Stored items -
________________________

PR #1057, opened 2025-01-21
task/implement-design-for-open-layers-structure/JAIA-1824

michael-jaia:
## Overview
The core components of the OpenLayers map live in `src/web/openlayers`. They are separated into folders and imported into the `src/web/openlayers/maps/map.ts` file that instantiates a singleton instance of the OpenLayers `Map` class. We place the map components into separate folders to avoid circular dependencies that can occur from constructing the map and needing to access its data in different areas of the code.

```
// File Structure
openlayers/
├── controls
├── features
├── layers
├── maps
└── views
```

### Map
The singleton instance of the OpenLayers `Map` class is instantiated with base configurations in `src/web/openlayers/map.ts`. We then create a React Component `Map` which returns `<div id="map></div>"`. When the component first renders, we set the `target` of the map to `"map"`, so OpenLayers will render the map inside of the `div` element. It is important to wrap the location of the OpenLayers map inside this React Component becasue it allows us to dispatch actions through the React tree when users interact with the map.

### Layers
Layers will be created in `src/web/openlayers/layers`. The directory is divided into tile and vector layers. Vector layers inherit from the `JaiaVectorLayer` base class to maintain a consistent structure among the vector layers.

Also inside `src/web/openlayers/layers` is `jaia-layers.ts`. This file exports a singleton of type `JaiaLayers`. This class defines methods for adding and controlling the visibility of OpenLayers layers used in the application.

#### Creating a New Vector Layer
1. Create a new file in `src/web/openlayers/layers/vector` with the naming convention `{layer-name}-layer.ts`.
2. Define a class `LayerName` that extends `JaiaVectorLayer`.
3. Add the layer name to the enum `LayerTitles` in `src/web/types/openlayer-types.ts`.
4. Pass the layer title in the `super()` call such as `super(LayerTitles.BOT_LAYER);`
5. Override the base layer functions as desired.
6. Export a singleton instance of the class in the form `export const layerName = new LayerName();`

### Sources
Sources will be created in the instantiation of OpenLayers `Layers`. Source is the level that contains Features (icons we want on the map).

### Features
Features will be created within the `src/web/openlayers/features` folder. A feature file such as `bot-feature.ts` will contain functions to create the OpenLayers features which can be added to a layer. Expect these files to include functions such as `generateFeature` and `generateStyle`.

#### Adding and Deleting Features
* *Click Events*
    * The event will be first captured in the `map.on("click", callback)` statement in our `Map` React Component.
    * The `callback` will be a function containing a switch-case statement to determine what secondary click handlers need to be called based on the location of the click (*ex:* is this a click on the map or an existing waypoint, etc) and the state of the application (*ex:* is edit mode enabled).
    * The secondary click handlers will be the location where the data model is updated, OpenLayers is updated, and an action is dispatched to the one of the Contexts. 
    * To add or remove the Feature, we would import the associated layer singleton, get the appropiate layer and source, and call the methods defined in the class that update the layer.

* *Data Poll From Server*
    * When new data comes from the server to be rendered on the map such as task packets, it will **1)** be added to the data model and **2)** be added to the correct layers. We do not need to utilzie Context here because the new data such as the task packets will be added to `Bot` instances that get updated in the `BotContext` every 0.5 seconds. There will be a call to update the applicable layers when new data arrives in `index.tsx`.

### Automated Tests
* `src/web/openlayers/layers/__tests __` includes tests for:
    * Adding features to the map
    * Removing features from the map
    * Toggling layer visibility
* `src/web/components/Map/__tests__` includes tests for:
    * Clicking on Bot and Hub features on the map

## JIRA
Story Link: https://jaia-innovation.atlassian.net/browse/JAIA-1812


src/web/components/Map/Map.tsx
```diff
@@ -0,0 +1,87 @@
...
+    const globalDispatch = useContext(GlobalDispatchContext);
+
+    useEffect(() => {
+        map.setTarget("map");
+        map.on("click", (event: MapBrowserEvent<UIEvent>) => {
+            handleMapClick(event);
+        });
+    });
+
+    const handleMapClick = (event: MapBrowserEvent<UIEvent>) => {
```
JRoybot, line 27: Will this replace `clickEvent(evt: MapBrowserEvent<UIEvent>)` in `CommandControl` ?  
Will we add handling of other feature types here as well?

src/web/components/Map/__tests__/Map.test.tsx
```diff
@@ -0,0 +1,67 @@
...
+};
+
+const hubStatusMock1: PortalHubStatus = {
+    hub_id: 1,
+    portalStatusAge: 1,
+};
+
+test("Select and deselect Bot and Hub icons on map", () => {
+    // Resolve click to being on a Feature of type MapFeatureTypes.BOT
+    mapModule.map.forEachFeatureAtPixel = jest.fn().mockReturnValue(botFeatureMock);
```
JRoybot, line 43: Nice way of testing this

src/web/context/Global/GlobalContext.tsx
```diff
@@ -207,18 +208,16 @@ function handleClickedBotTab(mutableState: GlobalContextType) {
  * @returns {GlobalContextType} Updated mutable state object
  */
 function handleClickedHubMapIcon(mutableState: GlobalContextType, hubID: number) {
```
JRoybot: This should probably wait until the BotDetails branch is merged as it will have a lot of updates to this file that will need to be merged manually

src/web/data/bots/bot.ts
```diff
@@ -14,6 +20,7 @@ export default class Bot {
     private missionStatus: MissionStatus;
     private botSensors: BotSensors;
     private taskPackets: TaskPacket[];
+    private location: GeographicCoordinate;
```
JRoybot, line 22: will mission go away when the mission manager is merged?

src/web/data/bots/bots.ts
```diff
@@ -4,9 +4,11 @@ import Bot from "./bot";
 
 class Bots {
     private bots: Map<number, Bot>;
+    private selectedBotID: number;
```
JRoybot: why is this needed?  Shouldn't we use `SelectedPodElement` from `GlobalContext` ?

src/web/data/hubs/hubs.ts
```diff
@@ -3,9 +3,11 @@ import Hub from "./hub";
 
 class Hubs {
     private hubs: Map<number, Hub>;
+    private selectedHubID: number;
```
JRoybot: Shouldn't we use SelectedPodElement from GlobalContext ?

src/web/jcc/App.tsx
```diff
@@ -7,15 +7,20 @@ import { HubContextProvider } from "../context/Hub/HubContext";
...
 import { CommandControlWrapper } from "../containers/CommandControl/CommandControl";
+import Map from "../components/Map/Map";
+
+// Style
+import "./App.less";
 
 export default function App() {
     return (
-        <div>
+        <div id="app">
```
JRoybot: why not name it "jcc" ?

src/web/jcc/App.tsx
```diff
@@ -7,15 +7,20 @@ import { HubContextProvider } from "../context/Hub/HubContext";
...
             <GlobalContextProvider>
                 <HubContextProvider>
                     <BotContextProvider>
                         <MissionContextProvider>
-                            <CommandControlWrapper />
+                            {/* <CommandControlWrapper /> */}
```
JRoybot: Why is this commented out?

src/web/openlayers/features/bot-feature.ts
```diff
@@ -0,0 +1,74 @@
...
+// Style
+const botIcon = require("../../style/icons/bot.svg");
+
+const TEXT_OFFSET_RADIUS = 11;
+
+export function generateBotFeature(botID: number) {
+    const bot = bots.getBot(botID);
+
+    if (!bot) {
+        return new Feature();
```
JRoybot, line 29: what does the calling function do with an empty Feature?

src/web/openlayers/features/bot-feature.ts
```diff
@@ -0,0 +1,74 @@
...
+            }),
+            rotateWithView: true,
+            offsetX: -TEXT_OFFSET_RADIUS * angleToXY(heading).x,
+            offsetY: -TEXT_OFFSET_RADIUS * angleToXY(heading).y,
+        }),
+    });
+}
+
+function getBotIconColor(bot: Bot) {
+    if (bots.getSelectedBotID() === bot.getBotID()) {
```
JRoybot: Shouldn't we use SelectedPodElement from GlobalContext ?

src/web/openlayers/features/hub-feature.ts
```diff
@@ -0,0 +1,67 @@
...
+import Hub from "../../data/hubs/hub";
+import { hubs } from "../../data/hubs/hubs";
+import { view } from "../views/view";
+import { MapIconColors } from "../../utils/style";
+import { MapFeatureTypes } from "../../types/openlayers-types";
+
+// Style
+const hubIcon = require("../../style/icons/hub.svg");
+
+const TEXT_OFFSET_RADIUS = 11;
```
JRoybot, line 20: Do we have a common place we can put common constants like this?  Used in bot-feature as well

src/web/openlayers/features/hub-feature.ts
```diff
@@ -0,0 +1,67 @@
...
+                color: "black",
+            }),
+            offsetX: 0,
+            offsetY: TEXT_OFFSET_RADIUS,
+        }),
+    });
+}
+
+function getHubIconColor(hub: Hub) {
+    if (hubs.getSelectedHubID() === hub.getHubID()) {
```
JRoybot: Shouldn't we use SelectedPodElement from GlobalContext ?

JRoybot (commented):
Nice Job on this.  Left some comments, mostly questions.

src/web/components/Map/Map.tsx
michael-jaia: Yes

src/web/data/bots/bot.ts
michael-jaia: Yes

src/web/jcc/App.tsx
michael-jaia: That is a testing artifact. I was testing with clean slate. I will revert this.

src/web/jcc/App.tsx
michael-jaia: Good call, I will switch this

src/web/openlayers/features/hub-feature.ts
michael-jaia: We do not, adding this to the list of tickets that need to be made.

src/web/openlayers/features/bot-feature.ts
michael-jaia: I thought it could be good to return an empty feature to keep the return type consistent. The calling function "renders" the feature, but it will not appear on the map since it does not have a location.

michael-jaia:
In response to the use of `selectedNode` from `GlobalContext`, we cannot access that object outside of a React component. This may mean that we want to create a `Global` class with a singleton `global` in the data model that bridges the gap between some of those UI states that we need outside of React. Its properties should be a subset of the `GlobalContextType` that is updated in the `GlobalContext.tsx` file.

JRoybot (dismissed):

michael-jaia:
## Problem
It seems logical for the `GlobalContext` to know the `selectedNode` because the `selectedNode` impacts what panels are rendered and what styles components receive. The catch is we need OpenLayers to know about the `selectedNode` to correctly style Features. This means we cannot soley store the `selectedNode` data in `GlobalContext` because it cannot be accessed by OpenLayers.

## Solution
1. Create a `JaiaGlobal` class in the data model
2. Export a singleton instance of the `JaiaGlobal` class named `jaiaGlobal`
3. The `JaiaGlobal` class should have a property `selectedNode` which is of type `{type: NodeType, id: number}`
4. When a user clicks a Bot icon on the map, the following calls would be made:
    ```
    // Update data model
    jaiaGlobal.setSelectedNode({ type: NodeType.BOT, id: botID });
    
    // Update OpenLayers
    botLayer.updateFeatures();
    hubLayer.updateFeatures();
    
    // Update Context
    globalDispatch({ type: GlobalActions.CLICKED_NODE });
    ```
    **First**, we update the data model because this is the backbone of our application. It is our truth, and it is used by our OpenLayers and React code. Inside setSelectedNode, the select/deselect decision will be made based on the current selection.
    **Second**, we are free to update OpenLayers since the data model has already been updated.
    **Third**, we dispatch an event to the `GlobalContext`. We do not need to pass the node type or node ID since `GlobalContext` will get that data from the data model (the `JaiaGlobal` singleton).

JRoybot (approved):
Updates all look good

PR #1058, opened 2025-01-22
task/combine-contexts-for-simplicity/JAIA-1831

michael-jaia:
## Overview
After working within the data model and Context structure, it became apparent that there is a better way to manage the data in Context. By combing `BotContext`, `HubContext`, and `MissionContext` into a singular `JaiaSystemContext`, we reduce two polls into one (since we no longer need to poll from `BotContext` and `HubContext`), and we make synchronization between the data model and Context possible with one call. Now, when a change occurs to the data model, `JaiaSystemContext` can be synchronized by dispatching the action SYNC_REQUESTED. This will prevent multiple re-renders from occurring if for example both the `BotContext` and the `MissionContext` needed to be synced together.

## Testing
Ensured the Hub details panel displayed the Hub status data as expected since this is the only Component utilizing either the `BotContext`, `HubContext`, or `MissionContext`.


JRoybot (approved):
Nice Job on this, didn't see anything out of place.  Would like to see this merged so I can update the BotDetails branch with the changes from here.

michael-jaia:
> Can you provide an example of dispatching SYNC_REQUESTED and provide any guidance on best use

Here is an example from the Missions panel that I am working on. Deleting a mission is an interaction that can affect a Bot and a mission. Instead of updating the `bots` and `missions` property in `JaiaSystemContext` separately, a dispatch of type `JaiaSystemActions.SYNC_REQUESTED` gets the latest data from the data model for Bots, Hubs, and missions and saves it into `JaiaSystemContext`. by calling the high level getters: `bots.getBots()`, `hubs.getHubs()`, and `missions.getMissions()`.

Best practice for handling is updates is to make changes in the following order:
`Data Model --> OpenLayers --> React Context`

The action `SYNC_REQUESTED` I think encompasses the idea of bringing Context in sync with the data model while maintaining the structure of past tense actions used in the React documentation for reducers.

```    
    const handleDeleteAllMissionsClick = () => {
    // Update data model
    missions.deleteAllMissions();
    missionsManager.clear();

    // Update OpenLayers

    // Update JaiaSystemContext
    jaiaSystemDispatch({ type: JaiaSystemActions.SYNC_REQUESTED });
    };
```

________________________

What to do -
Filter the entries down to the lines that hold "heading". Copy those lines.

Written reply -
+            offsetX: -TEXT_OFFSET_RADIUS * angleToXY(heading).x,
+            offsetY: -TEXT_OFFSET_RADIUS * angleToXY(heading).y,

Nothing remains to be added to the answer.